On Wed 20-06-18 17:31:48, Michal Hocko wrote: > On Wed 20-06-18 11:18:12, Johannes Weiner wrote: [...] > > 1) Why warn for kernel allocations, but not userspace ones? This > > should have a comment at least. > > I am not sure I understand. We do warn for all allocations types of > mem_cgroup_out_of_memory fails as long as we are not in a legacy - > oom_disabled case. OK, I can see it now. It wasn't in the quoted context and I just forgot that WARN(!current->memcg_may_oom, ...). Well, I do not remember why I've made it conditional and you are right it doesn't make any sense. Probably a different code flow back then. Updated to warn regardless of memcg_may_oom.
On Wed, Jun 20, 2018 at 05:31:48PM +0200, Michal Hocko wrote: > This? > if (order > PAGE_ALLOC_COSTLY_ORDER) > return OOM_SKIPPED; > > /* > * We are in the middle of the charge context here, so we > * don't want to block when potentially sitting on a callstack > * that holds all kinds of filesystem and mm locks. > * > * cgroup1 allows disabling the OOM killer and waiting for outside > * handling until the charge can succeed; remember the context and put > * the task to sleep at the end of the page fault when all locks are > * released. > * > * On the other hand, in-kernel OOM killer allows for an async victim > * memory reclaim (oom_reaper) and that means that we are not solely > * relying on the oom victim to make a forward progress and we can > * invoke the oom killer here. > * > * Please note that mem_cgroup_oom_synchronize might fail to find a > * victim and then we have rely on mem_cgroup_oom_synchronize otherwise > * we would fall back to the global oom killer in pagefault_out_of_memory > */ > if (memcg->oom_kill_disable) { > if (!current->memcg_may_oom) > return OOM_SKIPPED; > css_get(&memcg->css); > current->memcg_in_oom = memcg; > current->memcg_oom_gfp_mask = mask; > current->memcg_oom_order = order; > > return OOM_ASYNC; > } > > if (mem_cgroup_out_of_memory(memcg, mask, order)) > return OOM_SUCCESS; > > WARN(!current->memcg_may_oom, > "Memory cgroup charge failed because of no reclaimable memory! " > "This looks like a misconfiguration or a kernel bug."); > return OOM_FAILED; Yep, this looks good IMO.

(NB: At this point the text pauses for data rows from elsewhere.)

Issue #51, opened 2024-05-30
Problems with halo observation distribution for regional LETKF


SamuelDegelia-NOAA:
I am experiencing an issue with the regional LETKF crashing when using the Halo observation distribution. This first post is just background on the issue, then I will discuss potential causes/solutions in a follow-up post. Here is the error message: 

```
 0: MSONET airTemperature nlocs = 312314, nobs = 298824, min = 0, max = 19, avg = 7
 0: MSONET dewPointTemperature nlocs = 312314, nobs = 298824, min = 29, max = 29, avg = 29
 0: MSONET specificHumidity nlocs = 312314, nobs = 298824, min = 29, max = 29, avg = 29
 0: MSONET stationPressure nlocs = 312314, nobs = 298824, min = 29, max = 29, avg = 29
 0: MSONET virtualTemperature nlocs = 312314, nobs = 298824, min = 29, max = 29, avg = 29
 0: MSONET windEastward nlocs = 312314, nobs = 298824, min = 29, max = 29, avg = 29
 0: MSONET windNorthward nlocs = 312314, nobs = 298824, min = 29, max = 29, avg = 29
 1: Assertion failed: numRecognizedFlags == gnlocs in print, line 195 of /work/noaa/wrfruc/sdegelia/RDASApp/bundle/ufo/src/ufo/filters/QCmanager.cc
 3: Assertion failed: numRecognizedFlags == gnlocs in print, line 195 of /work/noaa/wrfruc/sdegelia/RDASApp/bundle/ufo/src/ufo/filters/QCmanager.cc
22: Assertion failed: numRecognizedFlags == gnlocs in print, line 195 of /work/noaa/wrfruc/sdegelia/RDASApp/bundle/ufo/src/ufo/filters/QCmanager.cc
```

This error occurs when using the full set of RAP mesonet observations created from bufr2ioda. We did not experience this crash using the smaller set of observations that are included as part of the LETKF ctest in RDASApp. Also, this was tested using FV3-JEDI, but I would suspect that the error also occurs with MPAS-JEDI. 

[...]

PR #85, opened 2024-06-18
Add a simple offline domain check for IODA observations to work with halo obs. distribution

SamuelDegelia-NOAA:
This PR adds a simple tool under `RDASApp/rrfs-test/IODA/offline_domaincheck.py` to allow for the assimilation of the RAP observations created from `bufr2ioda.x` with halo observation distribution. The tool takes in a list of IODA files, creates a new file with the `_dc` prefix standing for "domain check", and then fills the new file in with any observations inside the specified region. This allows the regional LETKF to work with the `bufr2ioda.x` observations. 

As discussed previous, this is just a temporary workaround for #51 until the bug in IODA or UFO can be resolved, or until the `ReduceObsSpace` filter action is fully working for our test case.  

I did not include any scripts for running this, but all you need to do is edit the top of `offline_domaincheck.py` to give a list of the input IODA files and then the latitude/longitude ranges for the simple domain check. The example `lat_range` and `lon_range` in the script work for the fv3-jedi test case in RDASApp and allow LETKF to successfully run with the IODA observations.  These ranges would need to change whenever we get the MPAS test domain configured, but hopefully the underlying issue will be resolved by then.

### DIFF
--- a/rrfs-test/IODA/offline_domaincheck.py
+++ b/rrfs-test/IODA/offline_domaincheck.py
@@ -1,0 +1,74 @@
+import numpy as np 
+from netCDF4 import Dataset
+import os 
+
+###########################################################
+# This code performs a very simple domain check for IODA 
+# observations output from bufr2ioda.x based on a range 
+# of latitude and longitudes. Currently, the online domain
+# check in JEDI/UFO keeps obs. in memory which causes various
+# issues including when using halo obs. distribution for 
+# a regional LETKF. 
+# 
+# Note: the output file from this code will be appended with
+# the "_dc" filter standing for "domain-check". 
+###########################################################
+
+### Settings ###
+filelist = ['rap.t19z.prepbufr.MSONET.tm00.nc']
+lat_range = [21.0, 53.0]
+lon_range = [-133.0, -60.0]
+
+### Begin code ###
+for infile in filelist: 
+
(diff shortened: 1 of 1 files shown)


TingLei-NOAA (approved):

guoqing-noaa (approved):
Nice tool! Looks good to me.

Did you check the obs distribution before and after this domain check?

SamuelDegelia-NOAA:
> Nice tool! Looks good to me.
> 
> Did you check the obs distribution before and after this domain check?

Good question - I should have shown that in the PR. Here are the observations (1) before and (2) after running `offline_domaincheck.py`. 

1. Before 
dist_obs

2. After
dist_obs_dc

The tool is working as intended by removing obs far away from the domain. The obs just outside the domain (e.g., southwest Canada or Mexico) are not a problem since they are included in halo regions as long as the halo radius isn't very small.

ShunLiu-NOAA (approved):

guoqing-noaa:
@SamuelDegelia-NOAA Thanks for the figures! Nice!

It looks like the halo radius is not small in Fig. 2. Do you know what the radius is? Thanks!

SamuelDegelia-NOAA:
The halo radius is set to 1250km which is sufficient to capture those obs just outside the domain

Issue #80, opened 2024-06-13
Incorporate Mesonet DA into JEDI for RRFS


delippi:
The UFO in JEDI is the component that not only computes model-simulated observations, but also houses filters and methods for observation QC, ob errors, and bias correction. The GSI observer is the equivalent. Many forward operators for various observations have been developed for the UFO. These operators can be utilized in RDAS. However these operators still must be tested for RDAS. The steps for transition by observation platform are as follows:

1. Establish IODA processing
2. Establish operator in UFO
3. Establish YAML input file
4. Validate with test assimilation experiments
5. Create ctest, if necessary

Mesonet data is bufr obtype=188/288 (and also 195/295 but not sure if that data is/will be used).

Edit:
A link to my GSI fork/branch based on Andrew and Emily's ufo_geovals branch. I added some extra geovals for output.
https://github.com/delippi/GSI/tree/feature/ufo_geovals_rdas

delippi:
I've finished hofx validation for mesonet airTemperature. In this example, I'm using a version of GSI (from Andrew) that writes out GSI geovals and a modified version of the ufo-vertInterp code (based on a branch from Dan who modified the gnssro operator to be able to read in GSI geovals using the fv3jedi executable--I did the same thing but for the vertInterp operator). I also had to write a short python script to update my GSI-geovals files to have saturation_specific_humidity and surface_geometric_height. The former was calculated from Rogers and Yau eq 2.19. The latter just needed to grab only the lowest model level for surface_geometric_height from the geometric_height field. The following is the result for airTemperature hofx validation. More work will be done on other variables. Then once all hofx validation is done I will move to observation error and other QC checks.
![gsi_hofx_vs_jedi_hofx_MSONET_hofxs_airTemperature_2022052619_mesonet_airTemperature](https://github.com/NOAA-EMC/RDASApp/assets/31075260/e1611d8c-3085-4bd3-ba48-85e4194ff15f)

If the GSI-geovals are not read in this is the following result. I'm thinking that this could be considered as "close enough" when ***NOT*** using GSI-geovals. I believe the differences are due to how GSI and JEDI compute geovals (i.e., 2D interpolation using 3 vs 4 points for example). I have an [issue ](https://github.com/NOAA-EMC/RDASApp/issues/54)looking into this.
[...]

Issue #54, opened 2024-06-05
Understanding the differences between GSI and JEDI geovals


delippi:
In hofx testing, most testing has been done using GSI-IODA file derived from the GSI diagnostic files and forcing JEDI to use GSI derived geovals. When using the fv3jedi executable it is not [currently] possible to force JEDI to use the GSI geovals. The purpose of this issue is to document findings in understanding the differences in how GSI and JEDI compute geovals which lead to slight differences in hofx validation. Those slight differences in hofx validation should be considered "okay" so long as we can show where those differences come from.

delippi:
For `fv3_regional` in GSI:`guess_grids.F90`, the following method is used for computing the layer midpoint pressure (`ges_prsl`).:
```
       if (fv3_regional) then
          do jj=1,nfldsig
             do k=1,nsig
                 kp=k+1
                do j=1,lon2
                   do i=1,lat2
                      ges_prsl(i,j,k,jj)=(ges_prsi(i,j,k,jj)+ges_prsi(i,j,kp,jj))*half
                      ges_lnprsl(i,j,k,jj)=log(ges_prsl(i,j,k,jj))

                   end do
                end do
             end do
          end do
```
There only seems to be [currently] one recipe in VADER for computing air_pressure and that is `src/vader/recipes/AirPressure_A.cc`. In this recipe the method for computing the layer midpoint pressure (`airPressure`) is the Phillips method:
```
        airPressure(hh, vv) = pow(((pow(airPressureLevels(hh, vv+1), kap1) -
                                    pow(airPressureLevels(hh, vv), kap1)) /
                                    (kap1*(airPressureLevels(hh, vv+1) -
                                    airPressureLevels(hh, vv)))), kapr);

```
A new recipe for air_pressure could be added to match the GSI method for `fv3_regional`. For now, I modified the current recipe as follows to test my theory:
```
airPressure(hh, vv) = (airPressureLevels(hh, vv+1) + airPressureLevels(hh, vv)) / 2;
```

[...]

PR #90, opened 2024-06-25
Add validated mesonet yamls. And made minor changes to validation tools.

delippi:
This PR will merge: 
* mesonet (obtype 188) yamls that have been validated for hofx and oberror for airTemperature, specificHumidity, windEastward, windNortward, and stationPressure.
*  Some minor updates to the non-eva validation tools.

Issues:
This PR covers Issue #80
In addition there is a supplemental Issue #54 which adds justification for accepting some slight differences in final hofx and oberror.


CoryMartin-NOAA (commented):
Until we have proper YAML generation set up with JCB here, can we at least split apart the obs sections from the redundant background, background error, etc. sections. Like use `cat` + one YAML and then the `validated_yamls` to create the 'real YAML' that way we don't have the same few hundred lines duplicated in several places?

delippi:
> Until we have proper YAML generation set up with JCB here, can we at least split apart the obs sections from the redundant background, background error, etc. sections. Like use `cat` + one YAML and then the `validated_yamls` to create the 'real YAML' that way we don't have the same few hundred lines duplicated in several places?

Thanks @CoryMartin-NOAA. I had considered that, but I wasn't sure which would be best. I think it is a great suggestion. I will work on that.

ShunLiu-NOAA:
@CoryMartin-NOAA, Good suggestion. We are currently preparing a new MPAS test case. Once the new test case is ready, we will organize the related functionality testing, for example, reducing redundant session in YAML files and unifying YAML format to align with VAR and EnKF test case.

delippi:
@CoryMartin-NOAA, I was able to come up with a quick solution. One of my favorite tools to use is the stream editor (sed). I put a placeholder variable `@OBSERVATIONS@` in the yaml under basic_config and then that gets replaced with the contents of which ever obtype config yaml is chosen when you run gen_yaml.sh.

CoryMartin-NOAA:
>  One of my favorite tools to use is the stream editor (sed). 

@delippi you're an old soul :-)

SamuelDegelia-NOAA:
This is great! The only comment I have is in regard to the split yamls. If we cat these individual yamls together then the 

```
  observations:
     observers:
```

lines will repeat in the merged file. I'm not sure if that will throw an error or not. Should we remove the first two lines of the individual yamls to instead start with `- obs space:`?

delippi:
@SamuelDegelia-NOAA, good suggestion. I was only thinking of combining one of the obtype yamls with the basic configuration yaml at the moment. I think this is all a temporary storage solution anyway since we will move to JCB in a few months or so. I kind of don't have a preference on this. I will go ahead and make the change unless anyone objects.

SamuelDegelia-NOAA:
I just ask because it looks like GDASApp does something similar (e.g., https://github.com/NOAA-EMC/jcb-gdas/blob/develop/observations/atmosphere/sfc.yaml.j2). But I agree that this is just a temporary storage solution so either way works.

delippi:
@CoryMartin-NOAA do you guys have any tools for enforcing certain formatting standards for yamls? That would be great to start doing here.

CoryMartin-NOAA:
@delippi it's hard because we are using Jinja2 templates so they're non-standard YAML. We mainly just test to make sure they are valid YAML at the end

SamuelDegelia-NOAA (approved):

TingLei-NOAA (approved):

ShunLiu-NOAA (approved):

PR #95, opened 2024-06-28
Creating mega rdas.x to replace individual executables

### LINKED ISSUE #96: Create mega rdas.x executable
To be more NCO-compliant, it is desired to create a single `rdas.x` executable instead of using individual executables for each application (i.e., `fv3jedi_letkf.x`, `fv3jedi_var.x`, `fv3jedi_hofx.x`, `fv3jedi_error_covariance_toolbox.x`). I have begun work on this process in #95.

SamuelDegelia-NOAA:
This PR creates two "mega" executables called `rdas_fv3jedi.x` and `rdas_mpasjedi.x`. These larger executables combine many of the individual executables that previously only worked for a single application (i.e., variational, letkf, bump). This is needed for NCO compliance and generally follows [GDASApp PR #1075](https://github.com/NOAA-EMC/GDASApp/pull/1075). 

The choice to create separate executables for fv3jedi and mpasjedi will make it easier to simply remove one whenever we start real-time runs. 

There are some differences for `rdas_${dycore}.x` from `gdas.x` including the new mpas-jedi version, removal of soca options, addition of bump option, and a slightly different build route via `RDASApp/bundle/CMakeLists.txt`. 

The mega executables have been tested on Hera for both fv3-jedi and mpas-jedi including the newly added bump option. I also updated the ctests and the template scripts `run_fv3jedi_template.sh` and `run_mpasjedi_template.sh` for this new executable structure. One thing I noticed is that some of the mpasjedi ctests initially failed due to a memory error. I am not sure what change could have caused this, but I added a `--ntasks-per-node=18` option to the ctests to allow them to use 2 nodes instead of 1. After that, everything seems to be working as expected. 

Usage examples: 

```
./rdas_fv3jedi.x variational ${yaml}
./rdas_fv3jedi.x localensembleda ${yaml}
./rdas_fv3jedi.x bump ${yaml}
./rdas_mpasjedi.x variational ${yaml}
./rdas_mpasjedi.x localensembleda ${yaml}
./rdas_mpasjedi.x bump ${yaml}
```

CTest results: 

```
[Samuel.Degelia@hfe08 rrfs-test]$ cd RDASApp/build/rrfs-test
[Samuel.Degelia@hfe08 rrfs-test]$ ctest
Test project /scratch1/NCEPDEV/da/Samuel.Degelia/RDASApp_dev/RDASApp/build/rrfs-test
    Start 1: rrfs_fv3jedi_hyb_2022052619
1/5 Test #1: rrfs_fv3jedi_hyb_2022052619 ............   Passed  126.21 sec
    Start 2: rrfs_fv3jedi_letkf_2022052619
2/5 Test #2: rrfs_fv3jedi_letkf_2022052619 ..........   Passed   21.84 sec
    Start 3: rrfs_mpasjedi_2022052619_Ens3Dvar
3/5 Test #3: rrfs_mpasjedi_2022052619_Ens3Dvar ......   Passed   53.59 sec
    Start 4: rrfs_mpasjedi_2022052619_atms_npp_qc
4/5 Test #4: rrfs_mpasjedi_2022052619_atms_npp_qc ...   Passed   78.00 sec
    Start 5: rrfs_mpasjedi_2022052619_letkf
5/5 Test #5: rrfs_mpasjedi_2022052619_letkf .........   Passed   42.73 sec

100% tests passed, 0 tests failed out of 5

Label Time Summary:
mpi            = 322.37 sec*proc (5 tests)
rdas-bundle    = 322.37 sec*proc (5 tests)
script         = 322.37 sec*proc (5 tests)

Total Test time (real) = 323.51 sec
```


guoqing-noaa:
@SamuelDegelia-NOAA Thanks for working on this. Look forward to it.

It is a good idea for everyone to create an issue for what he is working on or planning to work on to avoid duplicate efforts and facilitate discussions.

SamuelDegelia-NOAA:
Thank you for the suggestion, @guoqing-noaa. I mentioned that I would be working on this during some internal EMC meetings but it would be better to open an issue here on RDASApp so that all collaborators are aware. I will do that now.

SamuelDegelia-NOAA:
I think this PR is now good to go for review. I updated the main text with some new information.

mains/rdas_fv3jedi.cc
```diff
@@ -0,0 +1,108 @@
...
+    fv3jedi::instantiateObsLocFactory();
+  }
+
+  // Application pointer
+  std::unique_ptr<oops::Application> app;
+
+  // Define a map from app names to lambda functions that create unique_ptr to Applications
+  std::map<std::string, std::function<std::unique_ptr<oops::Application>()>> apps;
+
+  apps["convertstate"] = []() {
```
CoryMartin-NOAA, line 51: you may want the new "converttostructuredgrid" to make lat/lon plotting easier

CoryMartin-NOAA (dismissed):
One suggestion but otherwise this looks great!

mains/rdas_fv3jedi.cc
SamuelDegelia-NOAA: Thank you Cory for the quick review! Unfortunately the oops hash linked in RDASApp is from [four months ago](https://github.com/jcsda/oops/tree/f02f283b7c4ea1edae349413964f3edf0f7fab33), before the ConvertToStructuredGrid app was added. I don't think we have a made a decisions about when or how often to update these. Is it an easy change to update?

CoryMartin-NOAA: ah good point, it may be non-trivial to update everything. I would suggest doing that in a future PR.

TingLei-NOAA:
@SamuelDegelia-NOAA  I have two general comments.  First, It is good to follow gdas to have a super executable to be ready when it is the solution to meet the nco requirement.  But I don't think it is good to use now in rrfs scripts/ctests ( because, use of such a super executable only makes the readability/organization less clear).  I would suggest this PR only include the changes for codes.     Second,  I believe, there would be similar situations in the future when rdas could borrow stuff from gdas and do rdas's own changes/modifications to them.  If possible, I would suggest to explore "git subtree" to transfer those components from gdas to rdas.   Doing so will not only keep a complete history of the codes but, also make rdas developer could use similar git "pull" command to incorporate new changes to the incorporated codes in GDAS.

SamuelDegelia-NOAA:
@TingLei-NOAA I feel like it is good to get developers used to using the `rdas.x` version so that it isn't a big adjustment down the road. That is why I updated the ctests and run scripts. Plus, I do not think using `./rdas_fv3jedi.x variational` instead of  `./fv3jedi_variational` is significantly less readable or clear. 

Regarding the `git subtree`, this sounds like a good idea going forward. I wasn't aware of this option but it would be great to track changes from the original gdas version.

TingLei-NOAA:
@SamuelDegelia-NOAA  The key is that use of gdas.x or rdas.x is for compliance with current nco requirement (and not the only work-around). It is definitely not contributing to readability/maintainability ( of course, I would not argue how "significantly" it does on the other direction). If needed, changes in the scripts from the original jedi executables to the use of the super executable with corresponding extra parameters  is only a text "finding/replacing" process and I don't think developers needs a time to be familiar with that.  But, starting from such use of that super executable for developers to dig/understand jedi is to add an extra (and unnecessary) wrapping interface.   Of course, that is my opinion.   The decision would be made by rdasapp managing team.  I just want to emphasize that the use of such a super executable is a decision/choice to be made by rdasapp community and not a logical following up after current gdas' example.

SamuelDegelia-NOAA:
@TingLei-NOAA I guess that adding this mega executable can make it harder to track down an issue with a specific application. For example, knowing that you should search for `fv3jedi_variational.x` if you have an issue with the variational component of `rdas.x`.  If others think that the ctests and template scripts should use the older exes then I am fine reverting that part of the PR.

hu5970 (dismissed):
looks good to me

SamuelDegelia-NOAA:
After some discussion today with @TingLei-NOAA and @ShunLiu-NOAA, I reverted the ctests and experiment scripts to use the original executables. Everything else with the PR is the same, but we only plan to use the mega executable once we move to the workflow and working on WCOSS.

ShunLiu-NOAA:
@SamuelDegelia-NOAA Thank you for the update.

ShunLiu-NOAA (approved):

ShunLiu-NOAA:
@hu5970 @guoqing-noaa please review Sam's modification.

rrfs-test/CMakeLists.txt
```diff
@@ -73,6 +73,7 @@ if (CLONE_RRFSDATA)
          set(RESTORE_MPI_ARGS ${MPI_ARGS})
          set(MPI_ARGS "${MPI_ARGS} --exclusive")
       endif()   
+      set(MPI_ARGS "${MPI_ARGS} --ntasks-per-node=18")
```
CoryMartin-NOAA, line 76: Just noting we should make this machine specific "eventually"

CoryMartin-NOAA (approved):

hu5970 (approved):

On Wed, Jun 20, 2018 at 05:31:48PM +0200, Michal Hocko wrote: > * Please note that mem_cgroup_oom_synchronize might fail to find a > * victim and then we have rely on mem_cgroup_oom_synchronize otherwise > * we would fall back to the global oom killer in pagefault_out_of_memory I can't quite figure out what this paragraph is trying to say. "oom_synchronize might fail [...] and we have to rely on oom_synchronize". Hm?
On Wed 20-06-18 15:38:36, Johannes Weiner wrote: > On Wed, Jun 20, 2018 at 05:31:48PM +0200, Michal Hocko wrote: > > * Please note that mem_cgroup_oom_synchronize might fail to find a > > * victim and then we have rely on mem_cgroup_oom_synchronize otherwise > > * we would fall back to the global oom killer in pagefault_out_of_memory > > I can't quite figure out what this paragraph is trying to > say. "oom_synchronize might fail [...] and we have to rely on > oom_synchronize". Hm? heh, vim autocompletion + a stale comment from the previous implementation which ENOMEM on the fail path. I went with * Please note that mem_cgroup_out_of_memory might fail to find a * victim and then we have to bail out from the charge path.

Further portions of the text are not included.